> **Work item**
From the records below, count the lines holding the string "morgante". Only the number is wanted.

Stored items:
★ ★ ★ ★ ★

PR #323, opened 2019-11-14
Add more detailed documentation for private cluster connectivity

morgante:
This makes it less ambiguous how you should connect to private clusters for Terraform.

We also make sure to explicitly set the cluster endpoint output to the `public_endpoint` if `deploy_using_private_endpoint` is false.

### DIFF
--- a/autogen/README.md
+++ b/autogen/README.md
@@ -12,9 +12,18 @@ The resources/services/activations/deletions that this module will create/trigge
 Sub modules are provided from creating private clusters, beta private clusters, and beta public clusters as well.  Beta sub modules allow for the use of various GKE beta features. See the modules directory for the various sub modules.
 
 {% if private_cluster %}
-**Note**: You must run Terraform from a VM on the same VPC as your cluster, otherwise there will be issues connecting to the GKE master.
+## Private Cluster Endpoints
+When creating a [private cluster](https://cloud.google.com/kubernetes-engine/docs/how-to/private-clusters), nodes are provisioned with private IPs.
+The Kubernetes master endpoint is also [locked down](https://cloud.google.com/kubernetes-engine/docs/how-to/private-clusters#access_to_the_cluster_endpoints), which affects these module features:
+- `configure_ip_masq`
+- `stub_domains`
 
-  {% endif %}
+If you are *not* using these features, then the module will function normally for private clusters and no special configuration is needed.
+If you are using these features with a private cluster, you will need to either:
+1. Run Terraform from a VM on the same VPC as your cluster (allowing it to connect to the private endpoint) and set `deploy_using_private_endpoint` to `true`.
+2. Include the external IP of your Terraform deployer in the `master_authorized_networks_config`.
+
+{% endif %}
 
 ## Compatibility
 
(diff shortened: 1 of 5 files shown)


autogen/README.md
```diff
@@ -12,9 +12,18 @@ The resources/services/activations/deletions that this module will create/trigge
...
+When creating a [private cluster](https://cloud.google.com/kubernetes-engine/docs/how-to/private-clusters), nodes are provisioned with private IPs.
+The Kubernetes master endpoint is also [locked down](https://cloud.google.com/kubernetes-engine/docs/how-to/private-clusters#access_to_the_cluster_endpoints), which affects these module features:
+- `configure_ip_masq`
+- `stub_domains`
 
-  {% endif %}
+If you are *not* using these features, then the module will function normally for private clusters and no special configuration is needed.
+If you are using these features with a private cluster, you will need to either:
+1. Run Terraform from a VM on the same VPC as your cluster (allowing it to connect to the private endpoint) and set `deploy_using_private_endpoint` to `true`.
+2. Include the external IP of your Terraform deployer in the `master_authorized_networks_config`.
```
ideasculptor: Having tried this, it is probably worth pointing out that you can't just stick the ip address of your local host with a /32 netmask in master_authorized_networks_config.  It must be a 'reserved range' (I believe that was the terminology used in the error message).  Perhaps it is possible (I haven't looked into it) to add an arbitrary address/subnet as a reserved range, but you will have to do that in the network configuration (I assume) before it can be added to master_authorized_networks_config.

It is definitely helpful to call out which features do require connecting to the cluster as part of deployment.  

Given that the new private cluster with network example PR (https://github.com/terraform-google-modules/terraform-google-kubernetes-engine/pull/322 ) includes commands for connecting kubectl via a bastion tunnel in the outputs, perhaps a provisioner could be included which makes that connection and then enables those features that way, rather than forcing an entry in master_authorized_networks_config and/or running the deployment from a host on the VPC?  No need to block merging this on that request (I'd like that fix for the public endpoint output sooner rather than later), but maybe update the documentation and then consider it for a future enhancement?

bharathkkb: In the case of #322 it is still a VM on the same VPC as the cluster and master_authorized_networks_config set up to allow access from the bastion right?

ideasculptor: a `kubectl_https_proxy = "https://localhost:8888"` variable, and mods to the kubect calls which would cause kubectl to proxy through the bastion tunnel, would get the job done.  There is already an example (in a PR) which sets up a bastion and provides the ssh command necessary to establish the tunnel.  Simply adding one of these features to that example, and ensuring the example executes correctly via the tunnel would keep the doucmentation requirements to a minimum, since you could just make brief mention of it, along with a pointer to the example in question.  But just having that example to play with, even without the need to run kubectl during setup, should make it fairly clear how to get kubectl to run against a private cluster without being on the VPC network.  But it would be good if the various modules were built to accommodate that setup by making the calls correctly, with HTTPS_PROXY in the environment.

morgante: I'm a little confused here: you *should* be able to add an arbitrary external IP range to the master authorized networks config, was that not working somehow?

I agree that the bastion pattern is another alternative, but it seems that's best addressed through the forthcoming examples.

ideasculptor: Try it and see.  You definitely cannot do so.  You probably can list an outside address in a config somewhere, making it a qualified range in the VPC, ths allowing it to be added to the naster authorized networks config, but when I just stuck the public ip address of my home NAT in there, it rejects it as not being a valid range.

morgante: You are very right, and sorry for the confusion. This is honestly very surprising to me and not covered at all in our public documentation, adding a caveat.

★ ★ ★ ★ ★

> **Answer to the problem**
3